Когда холодный страх постепенно начинал возвращаться, она тоскливо думала о том, что будет делать, если Трейс больше никогда не переступит порог этой комнаты. Ее жизнь не оборвется. Джиллиан знала, что с потерей самых любимых и дорогих людей жизнь не закачивается, но она уже никогда не будет прежней. Она понимала, что нельзя готовить себя к тому, что она потеряет Трейса. Он открыл ее душу, в которой расцвела любовь, и это прекрасное чувство позволило ей проникнуть в его сердце. Она не потеряет его, пообещала себе Джиллиан.
И снова принялась смотреть на часы.
Джиллиан заказала еду в номер, только чтобы хоть как-то занять себя. Поразмыслив, она поняла, что кусок просто не полезет ей в горло. Джиллиан уже собиралась отменить заказ, как в дверь постучали.
Наученная горьким опытом, она помнила о мерах предосторожности. Даже помня о том, что ее охраняют, Джиллиан заглянула в замочную скважину и обнаружила в коридоре официанта. Успокоившись, она открыла дверь и безразлично взглянула на поднос.

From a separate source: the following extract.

PR #1305, opened 2026-08-30
Show open town jobs on the graduation popup

raphaelmonticello:
The graduation popup listed expert names only. You had to open each town to see if a carpenter shop or fish plot was actually empty.

Each specialty now shows how many open jobs that expert can fill across your towns:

— Поставьте это там, — сказала она и, сомневаясь, что служащий говорит по-английски, махнула рукой в сторону столика. Но чек всегда оставался чеком, на каком языке вы бы ни говорили. Джиллиан наклонилась, чтобы выписать чек.

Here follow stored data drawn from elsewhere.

PR #1310, opened 2026-09-04
Name occupied city workshops on hover, not just their yield.

raphaelmonticello:
The production box, yield icon, and indoor workers sit on top of the building graphic, so hovering a potter shop showed Pottery prices instead of the building name. Custom House had no overlay, so it already named itself. Point those overlays at building help and name the workshop first on indoor citizen hover.

### DIFF
--- a/Assets/Python/Screens/CvMainInterface.py
+++ b/Assets/Python/Screens/CvMainInterface.py
@@ -1127,7 +1127,9 @@ class CvMainInterface:
 						break
 
 			screen.setImageButton("CityBuildingGraphic" + str(iSpecial), "", BUILDING_GRID[iSpecial][0] + STACK_BAR_HEIGHT, BUILDING_GRID[iSpecial][1] + CITY_TITLE_BAR_HEIGHT, BUILDING_GRID[iSpecial][3], BUILDING_GRID[iSpecial][3], WidgetTypes.WIDGET_ASSIGN_CITIZEN_TO_BUILDING, iSpecial, iTargetBuilding)
-			screen.addDDSGFC("ProductionBox" + str(iSpecial), ArtFileMgr.getInterfaceArtInfo("INTERFACE_PRODUCTION_BOX").getPath(), BUILDING_GRID[iSpecial][0] + STACK_BAR_HEIGHT, BUILDING_GRID[iSpecial][1] + BUILDING_GRID[iSpecial][2], (BUILDING_GRID[iSpecial][3] + STACK_BAR_HEIGHT)*3/4, STACK_BAR_HEIGHT*3/4, WidgetTypes.WIDGET_GENERAL, -1, -1)
+			# Occupied workshops draw this box and the yield icon on top of the building.
+			# Keep the building-help widget so hover still names the building, like Custom House.
+			screen.addDDSGFC("ProductionBox" + str(iSpecial), ArtFileMgr.getInterfaceArtInfo("INTERFACE_PRODUCTION_BOX").getPath(), BUILDING_GRID[iSpecial][0] + STACK_BAR_HEIGHT, BUILDING_GRID[iSpecial][1] + BUILDING_GRID[iSpecial][2], (BUILDING_GRID[iSpecial][3] + STACK_BAR_HEIGHT)*3/4, STACK_BAR_HEIGHT*3/4, WidgetTypes.WIDGET_ASSIGN_CITIZEN_TO_BUILDING, iSpecial, iTargetBuilding)
 			screen.hide("ProductionBox" + str(iSpecial))
 
 	# BUTTONS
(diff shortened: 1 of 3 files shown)


raphaelmonticello:
issue: 
image

raphaelmonticello:
Issue raised by Tish

Schmiddie1979:
I think this should be examined much more closely before treating it as a bug and changing the existing UI behavior.

As I understand the current city screen design, the different hover areas intentionally provide different kinds of information:

* Hovering over the building itself provides information about the building.
* Hovering over a citizen working inside the building provides information about that citizen, profession and production.
* Hovering over the yield/production display provides information about the produced yield.

Indoor workers have always been displayed on top of the building graphics. This is not an exceptional situation affecting only certain workshops, but a fundamental part of the city screen layout. Every occupied workshop has its citizens displayed over parts of the building graphic.

For that reason, I do not think that the fact that a citizen covers part of the building graphic should in itself be considered a bug. If I hover over a citizen, I actually expect to see information about that citizen. Likewise, if I hover over the production/yield display, I expect to see the corresponding yield information. The building can still be identified by hovering over the remaining building area, especially the upper part of the building graphic.

There is another important concern with this PR.

I have spent considerable effort improving the production and workshop tooltips. These tooltips provide much more than just the name of the produced yield. They are intended to give the player a useful production overview, including detailed information about inputs and outputs and, where applicable, market and price information.

This PR changes several UI elements from the existing yield-help widgets (`WIDGET_HELP_YIELD` / `WIDGET_HELP_TWO_YIELDS`) to `WIDGET_ASSIGN_CITIZEN_TO_BUILDING`. That is not merely adding the building name to an existing tooltip. It changes which type of tooltip is requested for these UI areas.

Therefore I am concerned that solving this supposed display issue could unintentionally remove or hide parts of the production information that I deliberately added to these hover areas. In other words, useful and carefully developed functionality might be lost in order to solve something that may actually just be the intended city screen layout.

The same applies to the citizen tooltip. I do not think that the building name necessarily needs to be inserted simply because the citizen graphic happens to overlap the building. The citizen is a separate UI element, and when hovering over it the primary information should remain information about the citizen.

So before making this change, I think a concrete case should first be established where the current behavior is actually broken. For example:

1. Is there an occupied building which cannot be identified anywhere by hovering over the building itself?
2. Which information is currently available when hovering over the building, the citizen, the production number and the yield icon respectively?
3. Which of this information disappears or changes with this PR?
4. Are the detailed production/yield tooltips still fully available after the change?
5. Does this interact with the recently improved workshop production overview and its market/price information?
6. How do buildings with several input/output yields behave?
7. Is there actually missing information, or is this simply the intended separation between building, citizen and yield hover areas?

My current view is therefore that the existing behavior should not be changed merely because workers overlap the building graphics. That overlap is normal and intentional in the city screen and does not by itself constitute a bug.

If there is a specific building where no usable building-hover area remains, I think that particular case should be investigated. But I would strongly prefer not to redirect the existing citizen/yield hover areas globally unless it has first been verified that this is necessary and that none of the existing production information is lost.

At minimum, this needs much more detailed testing before the PR can be considered safe. In its current form I would not regard the described behavior as a bug that automatically needs to be fixed.

Schmiddie1979:
I will review it, please wait.

Schmiddie1979:
Thank you very much for taking the time to investigate this issue and for preparing the PR. I appreciate the effort and the intention behind it.

Unfortunately, after testing the complete PR and looking more closely into the original issue, **I have to reject it.**

The main problem is that the changes interfere with the production/yield tooltips we have built up over time regarding the production and domestic market information. These tooltips deliberately provide quite a lot of useful information about production, yields, market prices, domestic demand, etc. With this PR, parts of that functionality are replaced by building information. From my perspective, losing this carefully developed production overview would be a significant regression.

More importantly, it turns out that these code changes **are not actually necessary to solve the underlying issue.** The Pottery behaves differently only because of what appears to be a UI/display initialization problem: directly after starting the game, part of the building graphic does not provide the expected building tooltip. However, after switching out of the game and back into it, the hover works correctly without any further change. This strongly suggests that the actual problem is related to the initial display or widget ordering rather than to the tooltip logic itself.

The building information for the Pottery is also already accessible from the beginning by hovering over the part of the building below the production bar. So the building tooltip itself is present and functional; only part of its hover area is initially covered or intercepted.

Finally, all the other buildings work correctly. This is therefore a very limited display issue affecting the Pottery rather than a general problem with the city-screen tooltip design.

For these reasons, I don't think the general hover behavior of the city screen should be changed to work around this one display issue, especially when doing so removes useful information from the production interface.

So, although I very much appreciate the work and the attempt to improve this, I have to reject and close this PR. I would rather keep the existing production/yield information and accept this minor Pottery display issue than introduce a broader UI regression.

Thank you again for taking the time to work on it.

Schmiddie1979:
Nevertheless I will further investigate what happens and why - challenge accepted. There must be a difference in one of the files. Don't know yet what happens. Maybe graphic
 file is different than the other.

PR #1968, opened 2025-11-19
feat(metrics): introduce metrics

Litarnus:
Introducing metrics for PHP!

Metrics have 3 supported types
* Counter
* Gauge
* Distribution

Each of those metrics can be submitted by calling
`\Sentry\metrics()->count('test-counter', 1, ['tag' => 'foo'])`

It's also possible to attach units:
`\Sentry\metrics()->gauge('test-gauge', 10, ['tag' => 'foo'], \Sentry\Metrics\Unit::second())`

Up to 1000 metrics can be stored per request. Older metrics are dropped when the limit is reached.

Metrics need to be flushed manually by calling `\Sentry\metrics()->flush()`.

### DIFF
--- a/src/Metrics/Metrics.php
+++ b/src/Metrics/Metrics.php
@@ -6,8 +6,8 @@ namespace Sentry\Metrics;
 
 use Sentry\EventId;
 use Sentry\Tracing\SpanContext;
-
 use Sentry\Unit;
+
 use function Sentry\trace;
 
 class_alias(Unit::class, '\Sentry\Metrics\MetricsUnit');
--- a/src/Metrics/MetricsAggregator.php
+++ b/src/Metrics/MetricsAggregator.php
@@ -13,6 +13,7 @@ use Sentry\Metrics\Types\GaugeMetric;
 use Sentry\Metrics\Types\Metric;
 use Sentry\SentrySdk;
 use Sentry\State\Scope;
+use Sentry\Unit;
 use Sentry\Util\RingBuffer;
 
 /**
--- a/src/Metrics/Types/DistributionMetric.php
+++ b/src/Metrics/Types/DistributionMetric.php
@@ -4,9 +4,9 @@ declare(strict_types=1);
 
 namespace Sentry\Metrics\Types;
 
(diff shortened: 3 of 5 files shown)


src/Metrics/Metrics.php
```diff
@@ -28,58 +41,82 @@ public static function getInstance(): self
...
      * @param array<string, string> $tags
      *
-     * @deprecated Metrics are no longer supported. Metrics API is a no-op and will be removed in 5.x.
+     * @deprecated Use Metrics::count() instead. To be removed in 5.x.
      */
     public function increment(
         string $key,
         float $value,
-        ?MetricsUnit $unit = null,
+        ?Unit $unit = null,
```
cleptric:
```suggestion
        ?MetricsUnit $unit = null,
```

stayallive (commented):
Code wise the looks good (especially much love for the RingBuffer). 

The only thing I'm worried about a bit is that we modify the existing code, namely `MetricsUnit` and some parameters which is a backwards incompatible break for people that did not yet cleanup their code after we deprecated the previous metrics iteration. Do we feel like that is an acceptable risk? If this is going in 5.x this is a non-issue but the target is master so hence my ask.

Litarnus:
> Code wise the looks good (especially much love for the RingBuffer).
> 
> The only thing I'm worried about a bit is that we modify the existing code, namely `MetricsUnit` and some parameters which is a backwards incompatible break for people that did not yet cleanup their code after we deprecated the previous metrics iteration. Do we feel like that is an acceptable risk? If this is going in 5.x this is a non-issue but the target is master so hence my ask.

Initially we wanted to take the risk but after a longer thought we decided against it. I will revert the `Metrics` class back to how it originally was and will introduce a `TraceMetrics` class with the new methods. 
I will also add a new alias for `Unit` -> `MetricsUnit` since we want to use the unit in different places too.

Thanks for your review, I make this a draft again and ping you once it's updated!

stayallive (approved):
Code wise this looks good to me, I haven't dug into the spec much yet but I assume you and Michi got that covered pretty well already!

Она почувствовала резкий укол в руку и дернулась назад. Снотворное подействовало моментально, и она зашаталась, пытаясь схватить столовый нож. Мир вокруг сделался серым, а затем растворился в кромешной темноте, и Джиллиан не успела даже подумать о Трейсе.
Глава 11
Генерал Хусад обожал красивые вещи. Ему доставляло удовольствие любоваться ими, касаться их, носить их. И все же аскетизм и строгость его нового жилища нравились ему. Военное поселение требует определенной обстановки. Жизнь солдата всегда сопряжена с трудностями и лишениями, а иначе — конец дисциплине. Он не забывал об этом, даже когда облачался в шелка и восхищался изумрудами своей жены.

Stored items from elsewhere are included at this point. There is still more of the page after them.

PR #1970, opened 2025-11-19
ref(rate-limit): handle profile and check_in rate limiting

Litarnus:
Adds rate limiting for `profile` and adds mapping from `check_in` => `monitor` to properly handle `check_in` rate limits.

Definitions for data categories are located here: https://develop.sentry.dev/sdk/expected-features/rate-limiting/#definitions

closes PHP-54

### DIFF
--- a/src/Transport/HttpTransport.php
+++ b/src/Transport/HttpTransport.php
@@ -108,7 +108,7 @@ class HttpTransport implements TransportInterface
                 // Just remove profiling data so the normal transaction can be sent.
                 $event->setSdkMetadata('profile', null);
                 $this->logger->warning(
-                    'Rate limit exceeding for sending requests of type "profile".',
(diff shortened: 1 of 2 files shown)


stayallive (approved):
Also added this as TODO to the agent. Wondering if it's worth refactoring a bit so we can have a `isRateLimited($event)` instead of doing it like this so we can re-use this logic in the agent.

Litarnus:
> Also added this as TODO to the agent. Wondering if it's worth refactoring a bit so we can have a `isRateLimited($event)` instead of doing it like this so we can re-use this logic in the agent.

I was thinking about this but profiles need to be removed from transaction and I didn't want to introduce mutation in the `RateLimiter`. 
That said we should look into refactoring to use it in both places

stayallive:
Hmm, yes that does make sense (not mutating the event in the rate limiter). Okay then let's roll with this and update this later if we find a better solution for re-use.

Это был невысокий, худощавый человек в самом расцвете сил, с гипнотическим голосом и удивительными сияющими глазами, которые одни принимали за признак гениальности, другие — безумия. Чин генерала был присвоен им самостоятельно, и, хотя он, несомненно, принимал участие в некоторых военных действиях, большинство медалей, красовавшихся на его груди, этот человек пожаловал себе сам. К своим подчиненным он относился то как снисходительный отец, то как бессердечный диктатор. Его не любили, но боялись и потому беспрекословно подчинялись его приказам.
На встречу с Кабо генерал облачился в золотой халат, расстегнутый на груди, чтобы продемонстрировать увешанную медалями форму и два пистолета, пристегнутые по бокам. У него было поразительное, врезающееся в память лицо с хищными ястребиными чертами, с посеребренными сединой волосами, зачесанными назад. Он отличался невероятной фотогеничностью и говорил как настоящий проповедник. Его разум постепенно ускользал в темную глубину, полную горячей ярости и жестокости, и даже лекарства порой не помогали затормозить этот страшный процесс.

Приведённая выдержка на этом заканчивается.